Each sample is sieved through a series of sieves (ranging from 0.4 mm to 2 mm). The particle size fractions obtained for each class will be weighed: each particle size fraction of a given weight (Pi) corresponds to class size (in mm).
the problem that the sample is composed by a mixture of granulometric subpopulations
the sieving data are presented in the form of a statistical series composed of classes with the corresponding weight in%
class (mm) ———————– weight ( Pi %)
> 0.4 ————————- 11.22
[0.04 – 0.05 [——————— 16.55
[0.05 – 0.06 [——————— 16.52
[0.06 – 0.08 [——————— 20.5
[0.08 – 0.10 [——————— 16.29
[0.10 – 0.13 [——————— 70.82
[0.13 – 0.16 [——————— 101.34
[0.16 – 0.20 [——————— 79.5
[0.20 – 0.25 [——————— 45.92
[0.25 – 0.32 [——————— 26.04
[0.32 – 0.40 [——————— 21.53
[0.40 – 0.50 [——————— 17.16
[0.50 – 0.63 [——————— 13.32
[0.63 – 0.80 [——————— 9.24
[0.80 – 1.00 [——————— 10.96
[1.00 – 2.00 [——————— 20.33
<2 ————————- 2.48
the question is how can I determine or discriminate granular subpopulation from its data?
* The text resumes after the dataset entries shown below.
PR #1031, opened 2020-08-06
[show] Moving some py imports inside specific show cmds

Sabareesh-Kumar-Anandan:
Some py imports are taking more time causing delay in show cmds.
Moved some imports into specific cmds to improve cli exec time.

 Signed-off: Sabareesh-Kumar-Anandan <sanandan@marvll.com>

**- What I did**
Some py imports in show/main.py script are taking more time on arm cpus.
modules - pkg_resources, netaddr, portconfig, collections are taking around 800ms causing delay for all show cmds.
These modules are used by only specific cmds. So, I have included these imports only for the commands that are using them.

**- How I did it**

**- How to verify it**
Test all show commands. Execution time of show commands is better than before.


lguohan:
i feel this is the probably the right way to approach the problem. we should split the file into multiple small files and only load corresponding file when needed.

https://click.palletsprojects.com/en/7.x/commands/?highlight=plugin#custom-multi-commands

PR #1035, opened 2020-08-07
fanshow: Keep some backward compatibility before FanDrawer introduction

Staphylo:
The new FanDrawer API is meant to supersede the direct Fan declaration
in the platform API.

Thank you in advance for your passion
Best regards
Hello Mohamed,
On what basis will you define sub-populations? For discrimination analysis you already have the categories and you want to fit new data into those categories. Here, you need to first define the categories. This can be done in many ways.
Charles
How do I acquire these functions in EXCEL?
Is there a free add-in that I can download or is it a software package that I have to purchase?
Kenneth,
These functions are not available in Excel.
These functions are available for free from the Real Statistics Resource Pack. See
https://real-statistics.com/free-download/real-statistics-resource-pack/
Charles
I have a doubt, the equation to determine coefficient of discriminant analysis looks like a gaussian mixture model, is there any difference of them?
There are a number of websites that address this issue. See, for example:
https://stats.stackexchange.com/questions/254963/differences-linear-discriminant-analysis-and-gaussian-mixture-model
https://www.jstor.org/stable/pdf/2346171.pdf?seq=1#page_scan_tab_contents
Charles
How do we get the values for LN that is shown in range P6:P9?
oh, i just noticed it means the natural log, i thought it’s something else.